Жизнь по краю
Шрифт:
– Соберись, тряпка! – жестко рявкнул Павел своему отражению в зеркале. И на секунду застыл. Из зеркала на него смотрел его отец…
С годами его сходство с матерью начало пропадать. Павел заматерел и превратился в крепкого мужика, о котором в женских кругах за очередным бокалом вина обычно говорят игривым тоном: «он такой мммммм…, я бы не прочь, чтоб он меня трахнул».
Ну а кто тут устоит: высокий импозантный мужчина, от которого веет уверенностью, который знает, чего хочет, и умеет этого добиваться. Он может легко оплатить счет в фешенебельном ресторане, может просто так сделать дорогой подарок просто потому, что он так захотел. Вернее потому, что ему нравилось производить впечатление. Павел слепил из себя образ мужчины, которого заполучить невозможно, он с легкостью оставлял очередную пассию и шел дальше. В его взаимоотношениях с женщинами
Отец пытался воспитывать сына настоящим мужиком, хотел, чтобы сын пошел по его стопам и стал профессиональным военным. Казарма, приказы, форма офицера (хотя форма ему шла), – все это совершенно не входило в планы Павла. Отец даже попытался выпороть нерадивого отпрыска, когда тот с треском провалил экзамены в военное училище, где его уже ждали и где с начальством было все обговорено. Отец тогда крепко засадил форменным ремнем пару раз по заднице Павла, но тот вывернулся и перехватил в очередной раз занесенную руку. Тогда Павел сам испугался своего голоса.
– Если ты еще раз посмеешь поднять на меня руку, твои дни будут в эту же минуту завершены, – зашипел Павел. – Я не забыл то, что ты сделал с матерью. Ты мразь, которая будет гореть в аду, а я буду смотреть и смеяться.
Отец тогда понял, что маленький звереныш, который вырывался из его рук на кладбище в далекий день похорон жены, притаился, приспособился, чтобы выжить и отомстить за мать, этот звереныш все время ждал, когда наступит возможность наброситься и задушить обидчика.
Отец обвис в крепких руках сына, а тот зло ухмыльнулся и произнес слова, которые часто слышал от отца, когда тот заставлял делать его уроки или какие-то дела, которые ему совсем не хотелось делать: «Соберись, тряпка!» – и, швырнув отца в угол, вышел, хлопнув дверью. После того случая они жили в разных комнатах, не разговаривая. Отец старался не выходить из своей комнаты, когда сын был дома.
Павел ненавидел отца, ненавидел сильно и готов был это повторять постоянно. Он жил с мыслью о мести и поэтому был по-настоящему счастлив, когда у отца случился инсульт, а вслед за этим – паралич.

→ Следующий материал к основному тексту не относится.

PR #19465, opened 2022-06-28
Add pyneqsys to conda-forge

ProfLeao:
Adds pyneqsys package to recipes.


ProfLeao:
Need to fix file location

PR #31903, opened 2026-01-11
add model-hosting-containers-standards

h-vetinari:
New dependency required by https://github.com/conda-forge/vllm-feedstock/pull/20

### DIFF
--- a/recipes/model-hosting-containers-standards/recipe.yaml
+++ b/recipes/model-hosting-containers-standards/recipe.yaml
@@ -46,7 +46,6 @@ tests:
       pip_check: true
   - script:
       - generate-supervisor-config -h
-      - standard-supervisor -h
 
 about:
   homepage: https://github.com/aws/model-hosting-container-standards


h-vetinari:
This is ready @conda-forge/help-python. windows cannot work because https://github.com/conda-forge/supervisor-feedstock is unix-only.

recipes/model-hosting-containers-standards/recipe.yaml
```diff
@@ -0,0 +1,59 @@
...
+source:
+  url: https://pypi.org/packages/source/m/model-hosting-container-standards/model_hosting_container_standards-${{ version }}.tar.gz
+  sha256: 27a1333410dde2719286a300a2803e24fdde407baa91894eb845c0f268aa194d
+
+build:
+  number: 0
+  noarch: python
+  script:
+    - poetry build
+    - pip install -f dist model-hosting-container-standards
```
danielnachun, line 17: What's the reason we would want to use this over the standard `${{ PYTHON }} -m pip install . -vv --no-deps --no-build-isolation` we usually use?  There doesn't seem to be anything wrong with installing this way, I just haven't seen a Python package installation done this way before.

recipes/model-hosting-containers-standards/recipe.yaml
```diff
@@ -0,0 +1,59 @@
...
+    - jmespath
+    - pydantic
+    - starlette >=0.49.1
+    - supervisor >=4.2.0
+
+tests:
+  - python:
+      python_version:
+        - ${{ python_min }}.*
+        - 3.*
```
danielnachun, line 43: Is this second line `3.*` to test on multiple versions?  I haven't seen this before but maybe it's a new feature.

recipes/model-hosting-containers-standards/recipe.yaml
h-vetinari: The project seems to require poetry to build (no other documented install instructions in its README), which is relatively rare. The primary installation variant suggested upstream -- `poetry install` -- does stuff we don't want to do, but `poetry build` just creates a wheel, which we then install from the dist folder. Before pushing here, I looked around in conda-forge for packages built by poetry and took this pattern from [here](https://github.com/conda-forge/uhd-feedstock/blob/d6920ad4565dcd4d6a4438c9a78a658a1949ecf3/recipe/bld.bat#L79-L81). I haven't investigated further if it'd work with `pip install`. Feel free to push into this PR if you'd like to try that.

recipes/model-hosting-containers-standards/recipe.yaml
h-vetinari: Yup, it's v1-only, see https://github.com/conda-forge/conda-forge.github.io/issues/2617.

h-vetinari:
> we don't need the windows build, right?

Yes, as I noted above:

> windows cannot work because https://github.com/conda-forge/supervisor-feedstock is unix-only.

---

> this is a blocker for getting new VLLM versions out.

The much heavier lifting will be flashinfer (also new dependency in 0.11). I briefly looked upstream and IMO this will not be straightforward. That shouldn't stop anyone from trying though; I'll try to help where I can.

Павел купил однокомнатную квартиру, к тому времени он уже мог себе это позволить, и поселил туда беспомощного отца, который только и мог, что открывать свой безобразно перекошенный рот, не произнося ни звука, и гадить под себя. Павел не убирал. Он просто кормил отца и смотрел на его унижения. Он просто наблюдал, как когда-то суровый полковник, который запросто в любой момент мог отодрать сына ремнем, сидел сейчас в инвалидной коляске и ждал облегчения. А облегчение заключалось в одном – в возможности наконец-то уйти на тот свет. Когда в очередной раз Павел пришел в квартиру и увидел отца, хрипящего на полу в луже своих экскрементов, он подошел, расстегнул ширинку, справил нужду на лежащего на полу старика и ушел, зная, что это последнее, что будет видеть отец в своей жизни.
Похороны отца он поручил специальной конторе, которая все сделала лучшим образом, убрав следы жестокого обращения с отцом. То, что умершего никто не пришел проводить в последний путь, в этой конторе никого не интересовало.

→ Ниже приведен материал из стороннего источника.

PR #31912, opened 2026-01-12
Adding the Python package `luminet`

bgmeulem:
Checklist

- [x] Build number is 0.

### DIFF
--- a/.azure-pipelines/azure-pipelines-linux.yml
+++ b/.azure-pipelines/azure-pipelines-linux.yml
@@ -22,10 +22,17 @@ jobs:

Павел считал, что сделал все правильно. Он отомстил за то, что сделал отец с его матерью, потому что только отец, как считал Павел, был виновен в том, что она умерла. Парадоксально, но голос человека, которого он ненавидел всю жизнь, звучащий у него в голове в сложных ситуациях, позволял собраться, сконцентрироваться и принять верное решение.

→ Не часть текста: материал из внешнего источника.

PR #31933, opened 2026-01-15
Add new noarch python packages

claudiushaag:
Checklist

- [x] Build number is 0.

### DIFF
--- a/recipes/pymicro/recipe.yaml
+++ b/recipes/pymicro/recipe.yaml
@@ -1,0 +1,62 @@
+context:
+  version: "0.6.1"
+
+package:
+  name: pymicro
+  version: ${{ version }}
+
+source:
+  url: https://pypi.org/packages/source/p/pymicro/pymicro-${{ version }}.tar.gz
+  sha256: 2cac40fd5f422cf2e8708abfc54c4995ed6948b3f58701e0117e370a7d97f145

Павел прикоснулся к себе, как будто проверяя, где он находится. Это дало ему возможность сконцентрироваться на том, что его окружало. Он медленно провел рукой по поверхности бархатного пиджака. Прикосновение к ткани всегда его успокаивало.
– Ткани, сынок, это искусство, это музыка, это наслаждение и красота. Будешь хорошим мальчиком и узнаешь все про это. Ты же у меня хороший мальчик? – Опять эти картинки из детства, что же они так часто стали всплывать? – подумал Павел и тут же произнес вслух: – Все, на сегодня достаточно.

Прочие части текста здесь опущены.